- [THE TASK]
Collect every line in the records below that contains the word "comparison".

─── SUPPLIED MATERIAL ───

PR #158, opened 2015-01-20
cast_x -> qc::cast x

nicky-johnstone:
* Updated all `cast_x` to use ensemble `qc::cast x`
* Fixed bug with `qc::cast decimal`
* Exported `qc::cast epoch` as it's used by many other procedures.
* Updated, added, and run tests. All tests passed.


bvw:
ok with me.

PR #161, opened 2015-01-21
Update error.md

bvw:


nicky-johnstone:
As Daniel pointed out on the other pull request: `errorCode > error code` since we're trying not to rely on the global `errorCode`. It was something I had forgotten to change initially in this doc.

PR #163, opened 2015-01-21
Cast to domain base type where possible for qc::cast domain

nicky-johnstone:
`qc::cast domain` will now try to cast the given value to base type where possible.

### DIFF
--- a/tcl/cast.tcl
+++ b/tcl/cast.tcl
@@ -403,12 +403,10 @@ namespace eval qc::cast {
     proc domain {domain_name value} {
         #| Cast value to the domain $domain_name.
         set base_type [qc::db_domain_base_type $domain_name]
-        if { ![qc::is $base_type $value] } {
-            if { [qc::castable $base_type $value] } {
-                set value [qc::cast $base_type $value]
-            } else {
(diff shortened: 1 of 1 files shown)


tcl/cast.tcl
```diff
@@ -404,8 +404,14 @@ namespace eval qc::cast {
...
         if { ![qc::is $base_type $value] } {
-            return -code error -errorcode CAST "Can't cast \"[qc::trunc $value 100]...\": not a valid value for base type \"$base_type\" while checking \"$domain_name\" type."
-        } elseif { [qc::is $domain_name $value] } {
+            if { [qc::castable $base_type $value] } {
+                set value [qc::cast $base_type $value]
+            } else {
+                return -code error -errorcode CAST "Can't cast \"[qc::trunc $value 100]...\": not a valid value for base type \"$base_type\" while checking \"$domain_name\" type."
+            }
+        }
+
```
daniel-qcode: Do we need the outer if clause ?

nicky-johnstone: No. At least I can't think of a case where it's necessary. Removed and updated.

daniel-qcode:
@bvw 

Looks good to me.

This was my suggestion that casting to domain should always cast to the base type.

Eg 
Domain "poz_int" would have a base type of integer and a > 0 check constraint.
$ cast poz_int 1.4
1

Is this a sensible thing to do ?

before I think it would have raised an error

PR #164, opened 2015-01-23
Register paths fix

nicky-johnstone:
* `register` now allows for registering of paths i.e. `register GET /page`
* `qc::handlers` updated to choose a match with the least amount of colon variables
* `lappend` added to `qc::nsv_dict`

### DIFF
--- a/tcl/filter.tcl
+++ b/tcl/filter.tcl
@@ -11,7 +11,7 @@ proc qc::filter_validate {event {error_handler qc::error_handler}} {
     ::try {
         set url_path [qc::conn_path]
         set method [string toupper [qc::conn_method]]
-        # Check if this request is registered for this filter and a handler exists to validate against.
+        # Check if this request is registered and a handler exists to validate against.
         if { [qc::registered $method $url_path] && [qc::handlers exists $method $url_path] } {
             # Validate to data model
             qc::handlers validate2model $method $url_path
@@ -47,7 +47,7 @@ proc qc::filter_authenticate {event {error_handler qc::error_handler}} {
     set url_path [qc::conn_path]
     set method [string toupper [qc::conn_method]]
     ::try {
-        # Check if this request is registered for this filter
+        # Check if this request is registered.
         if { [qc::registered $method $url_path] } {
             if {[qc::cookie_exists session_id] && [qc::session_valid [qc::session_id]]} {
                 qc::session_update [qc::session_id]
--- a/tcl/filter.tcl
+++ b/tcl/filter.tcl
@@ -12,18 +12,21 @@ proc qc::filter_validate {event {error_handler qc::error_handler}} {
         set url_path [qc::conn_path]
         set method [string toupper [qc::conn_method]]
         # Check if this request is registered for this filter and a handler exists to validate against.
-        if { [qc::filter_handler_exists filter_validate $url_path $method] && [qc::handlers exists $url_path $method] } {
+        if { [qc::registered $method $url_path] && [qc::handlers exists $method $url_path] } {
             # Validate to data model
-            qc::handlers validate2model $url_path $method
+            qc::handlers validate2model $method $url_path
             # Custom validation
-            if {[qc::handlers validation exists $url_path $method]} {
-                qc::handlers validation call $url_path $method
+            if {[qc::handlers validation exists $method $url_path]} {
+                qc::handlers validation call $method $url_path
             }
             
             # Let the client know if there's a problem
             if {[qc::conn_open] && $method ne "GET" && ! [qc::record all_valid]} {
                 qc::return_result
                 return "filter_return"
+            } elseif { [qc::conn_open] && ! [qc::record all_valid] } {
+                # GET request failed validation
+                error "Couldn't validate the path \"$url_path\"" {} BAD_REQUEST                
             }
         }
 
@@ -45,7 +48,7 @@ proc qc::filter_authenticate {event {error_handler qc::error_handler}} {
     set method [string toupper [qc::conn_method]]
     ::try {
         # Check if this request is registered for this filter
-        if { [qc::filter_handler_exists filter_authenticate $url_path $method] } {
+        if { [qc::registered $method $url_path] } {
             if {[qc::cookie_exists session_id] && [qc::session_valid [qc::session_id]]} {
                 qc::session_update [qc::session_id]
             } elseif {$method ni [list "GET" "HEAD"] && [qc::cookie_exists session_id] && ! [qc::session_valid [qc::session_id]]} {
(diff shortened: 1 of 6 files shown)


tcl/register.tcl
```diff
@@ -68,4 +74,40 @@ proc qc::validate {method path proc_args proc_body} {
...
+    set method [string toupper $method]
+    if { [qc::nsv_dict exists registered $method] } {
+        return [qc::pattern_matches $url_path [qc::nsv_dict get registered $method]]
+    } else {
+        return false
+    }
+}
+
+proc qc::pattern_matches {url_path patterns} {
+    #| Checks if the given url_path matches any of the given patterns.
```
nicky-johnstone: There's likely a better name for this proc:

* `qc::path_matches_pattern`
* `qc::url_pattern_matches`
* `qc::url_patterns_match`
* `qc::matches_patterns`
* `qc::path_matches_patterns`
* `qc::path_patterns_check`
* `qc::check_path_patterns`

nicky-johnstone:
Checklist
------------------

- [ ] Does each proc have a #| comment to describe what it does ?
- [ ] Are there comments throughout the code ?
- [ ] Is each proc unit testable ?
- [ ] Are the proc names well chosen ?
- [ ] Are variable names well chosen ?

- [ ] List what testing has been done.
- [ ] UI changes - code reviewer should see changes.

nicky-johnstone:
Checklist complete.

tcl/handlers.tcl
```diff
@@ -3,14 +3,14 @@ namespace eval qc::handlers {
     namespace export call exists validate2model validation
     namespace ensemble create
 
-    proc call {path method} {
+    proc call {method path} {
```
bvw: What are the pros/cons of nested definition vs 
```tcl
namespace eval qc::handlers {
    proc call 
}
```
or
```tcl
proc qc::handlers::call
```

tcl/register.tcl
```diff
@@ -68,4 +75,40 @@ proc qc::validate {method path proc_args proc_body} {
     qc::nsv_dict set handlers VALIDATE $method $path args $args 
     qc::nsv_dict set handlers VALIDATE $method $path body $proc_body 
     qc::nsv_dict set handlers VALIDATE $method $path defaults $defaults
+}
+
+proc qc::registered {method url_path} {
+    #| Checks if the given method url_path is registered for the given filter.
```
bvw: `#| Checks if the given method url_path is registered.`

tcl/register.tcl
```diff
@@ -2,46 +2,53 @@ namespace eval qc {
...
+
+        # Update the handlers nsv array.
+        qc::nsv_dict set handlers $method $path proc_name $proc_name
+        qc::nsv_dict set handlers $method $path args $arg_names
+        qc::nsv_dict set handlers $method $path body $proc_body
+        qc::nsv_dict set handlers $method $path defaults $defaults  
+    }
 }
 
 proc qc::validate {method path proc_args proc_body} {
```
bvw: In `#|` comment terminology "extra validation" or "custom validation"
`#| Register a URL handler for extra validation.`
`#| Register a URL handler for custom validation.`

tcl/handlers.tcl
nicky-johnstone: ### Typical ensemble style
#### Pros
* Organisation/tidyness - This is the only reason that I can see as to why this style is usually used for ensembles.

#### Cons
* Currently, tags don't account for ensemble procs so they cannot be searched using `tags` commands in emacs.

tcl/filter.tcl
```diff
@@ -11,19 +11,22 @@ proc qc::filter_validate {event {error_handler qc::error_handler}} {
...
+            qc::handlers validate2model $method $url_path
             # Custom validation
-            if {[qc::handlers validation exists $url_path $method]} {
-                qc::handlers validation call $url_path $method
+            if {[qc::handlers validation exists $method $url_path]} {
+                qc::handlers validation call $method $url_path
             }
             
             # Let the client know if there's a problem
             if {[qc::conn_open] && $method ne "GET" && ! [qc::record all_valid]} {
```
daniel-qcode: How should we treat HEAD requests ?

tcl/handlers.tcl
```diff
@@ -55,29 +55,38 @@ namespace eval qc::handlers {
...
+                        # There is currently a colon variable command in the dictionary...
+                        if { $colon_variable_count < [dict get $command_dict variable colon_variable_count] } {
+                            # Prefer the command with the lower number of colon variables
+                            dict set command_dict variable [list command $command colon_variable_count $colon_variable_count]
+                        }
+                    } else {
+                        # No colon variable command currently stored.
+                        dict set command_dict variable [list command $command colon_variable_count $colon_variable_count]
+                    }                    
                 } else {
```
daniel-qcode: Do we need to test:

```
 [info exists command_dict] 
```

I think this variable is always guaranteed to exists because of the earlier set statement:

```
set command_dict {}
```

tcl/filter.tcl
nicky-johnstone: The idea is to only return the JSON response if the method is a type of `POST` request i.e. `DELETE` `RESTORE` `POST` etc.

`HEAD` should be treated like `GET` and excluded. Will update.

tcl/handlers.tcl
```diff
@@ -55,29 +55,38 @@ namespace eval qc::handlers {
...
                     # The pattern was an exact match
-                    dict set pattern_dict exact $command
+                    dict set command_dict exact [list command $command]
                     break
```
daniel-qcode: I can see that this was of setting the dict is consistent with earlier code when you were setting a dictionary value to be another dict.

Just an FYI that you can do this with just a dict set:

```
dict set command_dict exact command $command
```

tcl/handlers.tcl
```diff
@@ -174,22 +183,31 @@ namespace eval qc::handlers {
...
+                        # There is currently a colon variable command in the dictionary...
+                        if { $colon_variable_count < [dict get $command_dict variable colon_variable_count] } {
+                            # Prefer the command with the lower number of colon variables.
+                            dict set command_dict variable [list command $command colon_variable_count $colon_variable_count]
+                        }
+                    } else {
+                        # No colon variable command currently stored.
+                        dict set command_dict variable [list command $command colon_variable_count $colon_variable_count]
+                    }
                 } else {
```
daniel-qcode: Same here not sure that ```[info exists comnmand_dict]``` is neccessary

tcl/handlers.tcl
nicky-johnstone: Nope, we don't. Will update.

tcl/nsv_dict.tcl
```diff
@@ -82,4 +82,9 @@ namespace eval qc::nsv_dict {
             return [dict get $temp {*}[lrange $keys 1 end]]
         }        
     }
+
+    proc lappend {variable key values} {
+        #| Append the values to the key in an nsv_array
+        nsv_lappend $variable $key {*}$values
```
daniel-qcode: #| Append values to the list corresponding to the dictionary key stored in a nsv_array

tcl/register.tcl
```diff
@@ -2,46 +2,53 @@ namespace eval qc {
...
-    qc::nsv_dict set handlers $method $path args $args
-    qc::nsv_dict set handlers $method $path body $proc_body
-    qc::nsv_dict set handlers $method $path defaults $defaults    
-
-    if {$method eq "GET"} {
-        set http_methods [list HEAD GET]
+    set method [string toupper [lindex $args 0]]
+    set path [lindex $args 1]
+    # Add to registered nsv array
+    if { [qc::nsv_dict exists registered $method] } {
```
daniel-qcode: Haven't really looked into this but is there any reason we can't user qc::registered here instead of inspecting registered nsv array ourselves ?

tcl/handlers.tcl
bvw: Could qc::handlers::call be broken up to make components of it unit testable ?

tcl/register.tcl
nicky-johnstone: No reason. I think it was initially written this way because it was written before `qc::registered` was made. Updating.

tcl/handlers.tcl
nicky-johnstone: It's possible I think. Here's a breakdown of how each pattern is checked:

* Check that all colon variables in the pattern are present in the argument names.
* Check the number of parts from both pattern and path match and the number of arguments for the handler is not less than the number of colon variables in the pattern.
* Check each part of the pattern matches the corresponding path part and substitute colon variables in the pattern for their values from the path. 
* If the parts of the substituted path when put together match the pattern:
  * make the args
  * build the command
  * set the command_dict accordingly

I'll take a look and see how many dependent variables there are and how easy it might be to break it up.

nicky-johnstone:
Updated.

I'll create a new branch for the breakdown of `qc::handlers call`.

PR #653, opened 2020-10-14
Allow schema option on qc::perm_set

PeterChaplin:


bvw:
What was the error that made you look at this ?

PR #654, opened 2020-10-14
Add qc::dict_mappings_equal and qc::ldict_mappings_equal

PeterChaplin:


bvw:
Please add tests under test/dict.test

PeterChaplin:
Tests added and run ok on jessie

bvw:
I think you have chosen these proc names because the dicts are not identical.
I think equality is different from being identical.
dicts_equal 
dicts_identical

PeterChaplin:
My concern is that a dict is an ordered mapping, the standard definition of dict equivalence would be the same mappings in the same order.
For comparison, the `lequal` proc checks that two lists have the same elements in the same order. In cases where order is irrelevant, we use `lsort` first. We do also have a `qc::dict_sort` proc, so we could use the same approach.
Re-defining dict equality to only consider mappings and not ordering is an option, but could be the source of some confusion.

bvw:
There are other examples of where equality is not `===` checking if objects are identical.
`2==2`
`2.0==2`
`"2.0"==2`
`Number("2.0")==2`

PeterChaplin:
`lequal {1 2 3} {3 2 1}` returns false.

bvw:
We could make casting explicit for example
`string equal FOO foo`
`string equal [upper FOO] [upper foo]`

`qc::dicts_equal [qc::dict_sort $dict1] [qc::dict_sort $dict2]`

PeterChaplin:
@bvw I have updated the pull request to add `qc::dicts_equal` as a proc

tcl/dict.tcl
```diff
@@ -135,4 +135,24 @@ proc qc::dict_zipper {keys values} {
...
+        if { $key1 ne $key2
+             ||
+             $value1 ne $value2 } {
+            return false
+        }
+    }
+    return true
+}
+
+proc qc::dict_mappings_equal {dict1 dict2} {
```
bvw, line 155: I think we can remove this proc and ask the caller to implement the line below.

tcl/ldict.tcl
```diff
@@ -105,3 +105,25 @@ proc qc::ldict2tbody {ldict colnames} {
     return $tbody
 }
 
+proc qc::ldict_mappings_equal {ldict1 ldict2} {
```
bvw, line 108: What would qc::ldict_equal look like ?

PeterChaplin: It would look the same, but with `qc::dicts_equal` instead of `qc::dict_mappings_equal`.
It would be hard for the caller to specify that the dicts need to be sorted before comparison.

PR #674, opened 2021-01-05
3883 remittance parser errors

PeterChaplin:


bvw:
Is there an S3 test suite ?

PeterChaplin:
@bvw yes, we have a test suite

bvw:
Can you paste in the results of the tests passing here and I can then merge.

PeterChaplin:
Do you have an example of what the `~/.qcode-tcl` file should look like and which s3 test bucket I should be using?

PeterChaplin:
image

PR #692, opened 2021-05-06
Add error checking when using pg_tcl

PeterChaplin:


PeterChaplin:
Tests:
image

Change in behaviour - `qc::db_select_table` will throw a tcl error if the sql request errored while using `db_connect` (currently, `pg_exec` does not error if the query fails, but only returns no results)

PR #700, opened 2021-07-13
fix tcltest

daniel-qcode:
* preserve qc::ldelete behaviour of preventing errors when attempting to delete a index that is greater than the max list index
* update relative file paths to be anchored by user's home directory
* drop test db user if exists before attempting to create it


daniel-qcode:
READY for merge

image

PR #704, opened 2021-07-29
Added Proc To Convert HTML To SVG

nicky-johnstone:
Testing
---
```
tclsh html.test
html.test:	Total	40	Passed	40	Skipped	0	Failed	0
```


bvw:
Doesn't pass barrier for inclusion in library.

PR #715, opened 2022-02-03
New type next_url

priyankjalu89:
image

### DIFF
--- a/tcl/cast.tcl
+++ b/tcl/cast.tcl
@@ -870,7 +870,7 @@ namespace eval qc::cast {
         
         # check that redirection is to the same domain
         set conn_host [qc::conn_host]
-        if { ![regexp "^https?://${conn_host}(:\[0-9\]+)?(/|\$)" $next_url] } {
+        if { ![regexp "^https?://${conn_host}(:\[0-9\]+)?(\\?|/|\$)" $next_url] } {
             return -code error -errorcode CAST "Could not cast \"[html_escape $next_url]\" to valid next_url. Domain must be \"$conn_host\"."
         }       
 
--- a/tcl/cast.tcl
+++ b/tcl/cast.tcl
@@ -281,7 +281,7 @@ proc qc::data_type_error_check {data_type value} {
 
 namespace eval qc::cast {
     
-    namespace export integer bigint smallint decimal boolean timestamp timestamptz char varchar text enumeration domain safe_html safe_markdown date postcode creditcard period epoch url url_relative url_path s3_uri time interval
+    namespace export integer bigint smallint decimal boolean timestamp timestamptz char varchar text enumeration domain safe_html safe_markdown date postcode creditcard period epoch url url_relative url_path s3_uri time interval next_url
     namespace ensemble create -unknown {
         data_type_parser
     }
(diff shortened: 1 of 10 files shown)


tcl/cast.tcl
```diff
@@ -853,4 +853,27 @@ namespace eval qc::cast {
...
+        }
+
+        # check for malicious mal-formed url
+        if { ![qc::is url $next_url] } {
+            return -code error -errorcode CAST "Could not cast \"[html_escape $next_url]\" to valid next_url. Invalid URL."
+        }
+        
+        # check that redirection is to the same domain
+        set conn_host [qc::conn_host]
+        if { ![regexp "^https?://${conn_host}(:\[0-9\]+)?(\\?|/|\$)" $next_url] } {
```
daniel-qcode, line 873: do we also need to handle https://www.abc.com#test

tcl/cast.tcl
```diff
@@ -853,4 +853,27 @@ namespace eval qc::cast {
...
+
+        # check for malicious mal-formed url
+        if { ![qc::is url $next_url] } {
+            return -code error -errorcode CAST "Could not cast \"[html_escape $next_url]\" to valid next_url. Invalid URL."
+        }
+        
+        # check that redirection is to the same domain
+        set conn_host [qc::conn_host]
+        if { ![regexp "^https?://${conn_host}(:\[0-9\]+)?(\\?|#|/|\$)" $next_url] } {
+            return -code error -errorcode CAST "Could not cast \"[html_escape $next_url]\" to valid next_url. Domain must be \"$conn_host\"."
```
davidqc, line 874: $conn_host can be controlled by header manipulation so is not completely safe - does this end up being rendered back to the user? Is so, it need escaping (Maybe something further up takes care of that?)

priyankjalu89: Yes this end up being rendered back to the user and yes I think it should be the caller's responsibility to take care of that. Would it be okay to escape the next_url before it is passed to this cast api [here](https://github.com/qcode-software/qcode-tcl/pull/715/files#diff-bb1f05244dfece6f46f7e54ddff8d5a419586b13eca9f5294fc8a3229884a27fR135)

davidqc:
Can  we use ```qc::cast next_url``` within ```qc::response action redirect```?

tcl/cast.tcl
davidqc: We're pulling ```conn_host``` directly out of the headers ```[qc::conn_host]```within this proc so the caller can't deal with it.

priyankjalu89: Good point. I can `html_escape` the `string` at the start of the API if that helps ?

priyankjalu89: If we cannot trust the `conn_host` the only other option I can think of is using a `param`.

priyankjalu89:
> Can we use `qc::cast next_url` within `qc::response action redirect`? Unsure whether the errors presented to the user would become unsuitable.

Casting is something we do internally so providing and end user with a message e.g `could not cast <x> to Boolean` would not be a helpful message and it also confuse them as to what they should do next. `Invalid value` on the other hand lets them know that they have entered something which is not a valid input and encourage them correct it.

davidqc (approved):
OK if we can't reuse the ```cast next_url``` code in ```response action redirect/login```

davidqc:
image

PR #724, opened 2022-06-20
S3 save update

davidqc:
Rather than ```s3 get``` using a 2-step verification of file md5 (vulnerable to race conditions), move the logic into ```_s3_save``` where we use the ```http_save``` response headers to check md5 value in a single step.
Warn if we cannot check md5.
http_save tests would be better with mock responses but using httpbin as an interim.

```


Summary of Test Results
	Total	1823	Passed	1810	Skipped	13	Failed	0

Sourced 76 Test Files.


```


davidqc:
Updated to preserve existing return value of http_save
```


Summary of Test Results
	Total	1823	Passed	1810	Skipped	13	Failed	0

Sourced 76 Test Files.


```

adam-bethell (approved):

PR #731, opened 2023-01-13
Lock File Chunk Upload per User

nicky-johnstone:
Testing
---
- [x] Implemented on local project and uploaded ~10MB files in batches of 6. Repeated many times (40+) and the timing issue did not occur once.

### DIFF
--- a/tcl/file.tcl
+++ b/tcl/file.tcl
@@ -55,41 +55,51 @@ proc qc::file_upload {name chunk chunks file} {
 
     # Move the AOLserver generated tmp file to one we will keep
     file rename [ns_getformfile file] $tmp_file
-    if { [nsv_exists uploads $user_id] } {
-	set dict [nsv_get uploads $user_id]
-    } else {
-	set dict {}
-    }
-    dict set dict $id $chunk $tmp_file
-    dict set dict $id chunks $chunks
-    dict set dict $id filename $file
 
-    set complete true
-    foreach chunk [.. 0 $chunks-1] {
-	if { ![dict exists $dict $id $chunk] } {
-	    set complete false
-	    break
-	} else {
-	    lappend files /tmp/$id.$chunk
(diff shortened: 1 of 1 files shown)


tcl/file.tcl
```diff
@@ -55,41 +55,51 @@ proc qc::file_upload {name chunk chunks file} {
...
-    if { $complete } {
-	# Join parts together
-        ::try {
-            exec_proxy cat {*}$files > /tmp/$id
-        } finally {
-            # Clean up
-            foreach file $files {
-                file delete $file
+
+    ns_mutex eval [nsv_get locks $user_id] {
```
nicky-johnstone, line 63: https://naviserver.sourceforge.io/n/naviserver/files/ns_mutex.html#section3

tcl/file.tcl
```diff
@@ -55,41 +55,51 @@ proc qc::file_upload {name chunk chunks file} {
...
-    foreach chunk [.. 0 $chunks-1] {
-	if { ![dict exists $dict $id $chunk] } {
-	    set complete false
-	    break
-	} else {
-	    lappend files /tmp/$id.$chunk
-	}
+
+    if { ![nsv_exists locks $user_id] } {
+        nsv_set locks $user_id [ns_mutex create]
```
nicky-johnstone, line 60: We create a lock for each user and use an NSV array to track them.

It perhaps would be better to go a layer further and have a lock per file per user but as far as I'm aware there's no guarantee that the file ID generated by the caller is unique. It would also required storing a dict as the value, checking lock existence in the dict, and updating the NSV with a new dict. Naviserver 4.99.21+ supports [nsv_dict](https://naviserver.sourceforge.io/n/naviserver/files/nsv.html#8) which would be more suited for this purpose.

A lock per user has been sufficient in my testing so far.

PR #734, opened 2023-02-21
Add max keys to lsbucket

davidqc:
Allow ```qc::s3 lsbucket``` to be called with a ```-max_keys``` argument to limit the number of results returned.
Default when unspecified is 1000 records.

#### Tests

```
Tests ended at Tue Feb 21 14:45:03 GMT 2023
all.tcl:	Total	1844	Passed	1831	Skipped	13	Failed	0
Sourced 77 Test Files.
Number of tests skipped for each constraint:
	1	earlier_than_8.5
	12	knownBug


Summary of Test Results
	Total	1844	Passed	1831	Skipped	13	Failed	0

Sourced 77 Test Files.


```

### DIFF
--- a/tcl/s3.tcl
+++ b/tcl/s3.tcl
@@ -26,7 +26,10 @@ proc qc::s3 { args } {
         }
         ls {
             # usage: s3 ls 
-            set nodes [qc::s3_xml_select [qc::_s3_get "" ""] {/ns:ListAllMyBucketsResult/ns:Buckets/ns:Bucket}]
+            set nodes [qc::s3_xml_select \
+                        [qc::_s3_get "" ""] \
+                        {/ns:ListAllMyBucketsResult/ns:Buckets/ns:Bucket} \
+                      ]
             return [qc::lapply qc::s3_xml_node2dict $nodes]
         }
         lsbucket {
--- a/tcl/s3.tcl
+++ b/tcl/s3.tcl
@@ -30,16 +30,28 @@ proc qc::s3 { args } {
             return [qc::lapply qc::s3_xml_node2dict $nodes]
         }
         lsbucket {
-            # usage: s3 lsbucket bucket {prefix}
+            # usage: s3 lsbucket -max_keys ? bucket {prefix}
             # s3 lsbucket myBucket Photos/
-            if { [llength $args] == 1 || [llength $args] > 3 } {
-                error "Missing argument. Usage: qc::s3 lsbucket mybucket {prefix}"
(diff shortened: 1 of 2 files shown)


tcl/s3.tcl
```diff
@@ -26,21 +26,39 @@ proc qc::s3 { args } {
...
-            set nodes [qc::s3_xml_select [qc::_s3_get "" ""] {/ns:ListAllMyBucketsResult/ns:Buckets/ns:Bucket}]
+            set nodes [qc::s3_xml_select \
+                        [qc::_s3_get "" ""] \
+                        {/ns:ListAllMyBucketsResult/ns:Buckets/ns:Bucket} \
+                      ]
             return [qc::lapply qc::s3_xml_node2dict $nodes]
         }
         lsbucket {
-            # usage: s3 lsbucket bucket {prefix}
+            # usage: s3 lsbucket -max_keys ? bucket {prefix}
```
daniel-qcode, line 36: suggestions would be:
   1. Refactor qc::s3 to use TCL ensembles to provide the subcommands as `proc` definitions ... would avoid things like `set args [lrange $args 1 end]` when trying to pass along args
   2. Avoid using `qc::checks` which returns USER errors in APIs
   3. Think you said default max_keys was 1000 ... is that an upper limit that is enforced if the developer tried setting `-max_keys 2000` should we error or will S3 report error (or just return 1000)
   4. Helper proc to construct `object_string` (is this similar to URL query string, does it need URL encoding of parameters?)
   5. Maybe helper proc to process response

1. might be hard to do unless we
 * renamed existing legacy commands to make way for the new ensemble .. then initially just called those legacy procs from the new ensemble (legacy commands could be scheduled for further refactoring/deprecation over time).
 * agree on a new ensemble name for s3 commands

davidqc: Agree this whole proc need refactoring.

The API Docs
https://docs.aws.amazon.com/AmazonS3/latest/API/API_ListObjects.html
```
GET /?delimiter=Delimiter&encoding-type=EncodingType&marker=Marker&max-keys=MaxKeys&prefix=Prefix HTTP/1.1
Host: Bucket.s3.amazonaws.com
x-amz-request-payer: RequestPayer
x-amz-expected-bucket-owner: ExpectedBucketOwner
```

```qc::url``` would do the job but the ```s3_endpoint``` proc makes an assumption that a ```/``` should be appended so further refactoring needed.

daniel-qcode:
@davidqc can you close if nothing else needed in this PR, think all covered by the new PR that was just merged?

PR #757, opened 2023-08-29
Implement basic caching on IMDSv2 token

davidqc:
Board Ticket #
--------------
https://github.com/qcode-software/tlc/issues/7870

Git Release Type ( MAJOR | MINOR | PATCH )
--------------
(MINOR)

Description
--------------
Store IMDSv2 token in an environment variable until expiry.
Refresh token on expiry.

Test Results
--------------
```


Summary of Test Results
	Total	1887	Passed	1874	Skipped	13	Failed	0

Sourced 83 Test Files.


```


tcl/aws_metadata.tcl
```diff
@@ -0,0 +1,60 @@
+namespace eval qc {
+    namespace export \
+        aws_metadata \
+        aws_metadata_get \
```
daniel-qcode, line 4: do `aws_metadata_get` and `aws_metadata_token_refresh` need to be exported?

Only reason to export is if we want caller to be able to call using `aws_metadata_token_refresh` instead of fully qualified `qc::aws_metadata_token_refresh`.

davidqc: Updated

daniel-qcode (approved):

───

- [ANSWER BELOW]
For comparison, the `lequal` proc checks that two lists have the same elements in the same order. In cases where order is irrelevant, we use `lsort` first. We do also have a `qc::dict_sort` proc, so we could use the same approach.
It would be hard for the caller to specify that the dicts need to be sorted before comparison.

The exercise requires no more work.